Day 27
Its been 15 days since i posted in here and man, have things changed. People kept telling me it gets easier and it has! I haven't had any fog in 10+ days, no rage - but I never really had that anyway, and very few cravings if any at all. I spent 5 days at the ranch doing some work getting ready for hunting season - without a dip!! I have NEVER done that before and it was shockingly not that big of a deal. Honestly, it is kind of scary how easy it has been lately.
My biggest fear at this point is that I will become complacent and then get blindsided when it gets rough again which I have no doubt it will at some point. To prepare for that I am continuing to stay connected by texting my quit brothers on a regular basis, checking in with guys that are late on roll, as well as reading, chatting, and helping out where I can.
Another thing I have added to my quit that has been incredibly helpful is adding another roll post. I created a text group with 7 family members and close friends that have been extra supportive of my quit. Every day after I post roll on KTC, I go and post roll in that group as well.
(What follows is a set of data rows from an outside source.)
PR #109, opened 2016-06-16
Copy test files to the temp directory

simondel:
Mocha requires Stryker to copy not only the source files, but also the test files.

This PR ensures that Stryker copies all files to the temp folder and that a directory structure is created which matches the original directory structure.

### DIFF
--- a/src/TestRunnerOrchestrator.ts
+++ b/src/TestRunnerOrchestrator.ts
@@ -182,7 +182,7 @@ export default class TestRunnerOrchestrator {
       let copyPromises: Promise<any>[] = this.files.map(file => {
         let relativePath = file.path.substr(cwd.length);
         let folderName = StrykerTempFolder.ensureFolderExists(tempFolder + path.dirname(relativePath));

I cannot begin to explain how helpful it has been to commit to be nicotine free to people that I will actually see almost every day.
Things are pretty good right now and while they are I am shoring things up, burning bridges, and preparing myself so when the tough days do come I will be ready to survive them.
I would love to hear from the old timers around here about this. Is it normal for it to be this easy at this point? Am I missing something? Is there anything else I need to do during this time to prepare for tough times that inevitably will come?